*** RECORDS TO PROCESS ***

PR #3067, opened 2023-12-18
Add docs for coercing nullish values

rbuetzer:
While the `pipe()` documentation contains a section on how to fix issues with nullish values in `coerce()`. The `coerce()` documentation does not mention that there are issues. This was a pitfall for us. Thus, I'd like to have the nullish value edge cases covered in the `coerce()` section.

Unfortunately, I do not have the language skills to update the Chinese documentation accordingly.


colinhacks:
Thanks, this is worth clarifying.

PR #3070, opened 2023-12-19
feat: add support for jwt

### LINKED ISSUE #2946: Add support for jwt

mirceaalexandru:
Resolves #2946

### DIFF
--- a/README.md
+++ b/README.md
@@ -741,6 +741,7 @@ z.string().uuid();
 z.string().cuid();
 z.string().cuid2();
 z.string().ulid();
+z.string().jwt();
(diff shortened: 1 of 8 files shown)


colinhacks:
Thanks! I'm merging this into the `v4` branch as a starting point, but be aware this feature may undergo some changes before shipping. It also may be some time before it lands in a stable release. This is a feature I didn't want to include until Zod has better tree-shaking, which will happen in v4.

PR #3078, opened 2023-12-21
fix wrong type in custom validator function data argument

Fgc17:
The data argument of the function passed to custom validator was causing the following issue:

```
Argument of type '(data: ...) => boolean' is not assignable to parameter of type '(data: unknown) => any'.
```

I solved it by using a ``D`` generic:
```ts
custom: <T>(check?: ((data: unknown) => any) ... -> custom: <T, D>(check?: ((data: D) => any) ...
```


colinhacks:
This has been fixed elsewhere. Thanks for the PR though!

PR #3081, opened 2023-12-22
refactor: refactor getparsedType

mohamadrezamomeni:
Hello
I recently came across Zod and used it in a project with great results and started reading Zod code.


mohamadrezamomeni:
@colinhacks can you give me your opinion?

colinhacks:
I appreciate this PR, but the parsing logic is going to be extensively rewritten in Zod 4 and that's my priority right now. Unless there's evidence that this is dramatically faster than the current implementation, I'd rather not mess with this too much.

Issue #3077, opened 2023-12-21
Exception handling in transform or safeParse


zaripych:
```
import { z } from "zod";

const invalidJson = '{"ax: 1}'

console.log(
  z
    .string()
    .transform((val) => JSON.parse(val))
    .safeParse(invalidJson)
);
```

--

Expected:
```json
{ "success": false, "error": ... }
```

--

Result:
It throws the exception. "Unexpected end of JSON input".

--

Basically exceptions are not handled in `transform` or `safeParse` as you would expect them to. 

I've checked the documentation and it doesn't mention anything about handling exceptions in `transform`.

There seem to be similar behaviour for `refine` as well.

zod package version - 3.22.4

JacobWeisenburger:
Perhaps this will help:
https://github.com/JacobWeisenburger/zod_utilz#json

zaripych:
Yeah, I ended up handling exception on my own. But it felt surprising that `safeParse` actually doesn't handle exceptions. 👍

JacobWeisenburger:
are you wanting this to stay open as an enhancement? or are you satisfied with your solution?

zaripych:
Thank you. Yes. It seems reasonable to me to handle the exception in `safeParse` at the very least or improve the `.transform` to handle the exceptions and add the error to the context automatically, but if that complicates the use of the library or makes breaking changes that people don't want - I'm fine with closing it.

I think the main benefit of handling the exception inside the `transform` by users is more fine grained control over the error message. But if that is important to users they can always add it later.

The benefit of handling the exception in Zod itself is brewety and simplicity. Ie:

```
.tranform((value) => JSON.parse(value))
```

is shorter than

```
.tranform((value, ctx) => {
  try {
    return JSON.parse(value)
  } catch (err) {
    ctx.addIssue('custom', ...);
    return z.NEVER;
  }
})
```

*** End of RECORDS TO PROCESS ***

Lines after the one containing "Issue #3077, opened 2023-12-21" are not wanted; repeat exactly each line above from the first up to and including it.

PR #3067, opened 2023-12-18
Add docs for coercing nullish values

rbuetzer:
While the `pipe()` documentation contains a section on how to fix issues with nullish values in `coerce()`. The `coerce()` documentation does not mention that there are issues. This was a pitfall for us. Thus, I'd like to have the nullish value edge cases covered in the `coerce()` section.

Unfortunately, I do not have the language skills to update the Chinese documentation accordingly.


colinhacks:
Thanks, this is worth clarifying.

PR #3070, opened 2023-12-19
feat: add support for jwt

### LINKED ISSUE #2946: Add support for jwt

mirceaalexandru:
Resolves #2946

### DIFF
--- a/README.md
+++ b/README.md
@@ -741,6 +741,7 @@ z.string().uuid();
 z.string().cuid();
 z.string().cuid2();
 z.string().ulid();
+z.string().jwt();
(diff shortened: 1 of 8 files shown)


colinhacks:
Thanks! I'm merging this into the `v4` branch as a starting point, but be aware this feature may undergo some changes before shipping. It also may be some time before it lands in a stable release. This is a feature I didn't want to include until Zod has better tree-shaking, which will happen in v4.

PR #3078, opened 2023-12-21
fix wrong type in custom validator function data argument

Fgc17:
The data argument of the function passed to custom validator was causing the following issue:

```
Argument of type '(data: ...) => boolean' is not assignable to parameter of type '(data: unknown) => any'.
```

I solved it by using a ``D`` generic:
```ts
custom: <T>(check?: ((data: unknown) => any) ... -> custom: <T, D>(check?: ((data: D) => any) ...
```


colinhacks:
This has been fixed elsewhere. Thanks for the PR though!

PR #3081, opened 2023-12-22
refactor: refactor getparsedType

mohamadrezamomeni:
Hello
I recently came across Zod and used it in a project with great results and started reading Zod code.


mohamadrezamomeni:
@colinhacks can you give me your opinion?

colinhacks:
I appreciate this PR, but the parsing logic is going to be extensively rewritten in Zod 4 and that's my priority right now. Unless there's evidence that this is dramatically faster than the current implementation, I'd rather not mess with this too much.

Issue #3077, opened 2023-12-21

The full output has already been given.